Sex offender Richard G. Turay sued the state in 1991, claiming that his civil rights were being violated in the Special Commitment Center. A jury found that Turay and the other sex offenders weren’t getting the mental health treatment they needed to earn eventual release. Without the possibility of release, assignment to the commitment center amounted to unlawful imprisonment.

The late U.S. District Judge William Dwyer imposed the injunction following the trial. Among other things, it required the center to develop individual treatment plans for residents to measure their progress; to create a plan for hiring and training competent therapists; and to improve trust between residents and staff.

The state faced the threat of $11 million in fines for failing to meet the injunction’s terms, but in 2004, U.S. District Judge Robert Lasnik said that officials had made “great strides” in improving treatment and that the state would not have to pay.

Lasnik left the injunction in place as the court continued to oversee the state’s efforts to open a secure halfway house to move sex offenders back into society. The state’s final hurdle was the opening of such a facility south of downtown Seattle in 2005.

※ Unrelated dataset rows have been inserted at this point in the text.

PR #383, opened 2018-01-19
Make ToNumber(String) conversion more spec-compliant

### LINKED ISSUE #368: Unexpected result with isNaN method
I'm using Mozilla Rhino engine version 1.7.7.2 with OpenRASP project.

The following statement returns expected result `false`

```
isNaN('0x7f.0x0.0x0.0x1')
```

At lease in Chrome console, it returns `true`

Can you verify that?

sainaen:
Update ToNumber conversion applied to the String type:
* plus (+) or minus (-) signs are not allowed before the hex literals,
  return NaN for them
* also return NaN for HexIntegralLiteral followed by anything other than
  whitespace (in contrast to how 'parseInt()' works)
* add support for binary ('0b101010') and octal ('0o52') literals

New behavior is applied only if the language version is >=ES6, so it
shouldn’t brake any existing code.

This also enables built-ins/Number test262 cases.

-----
Fixes #368.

Martinez’s order closed Turay’s case. Any future complaints about conditions at the center will have to be raised in new lawsuits, he said.

John Phillips, an attorney for commitment center residents, said the injunction forced the state to dramatically improve the center’s conditions.

“We would have liked to have kept this case alive, but at some point you have to have some modesty about how long you can keep an injunction alive,” he said. “It doesn’t mean all of the issues have been solved, but this case in no longer a vehicle for dealing with them.”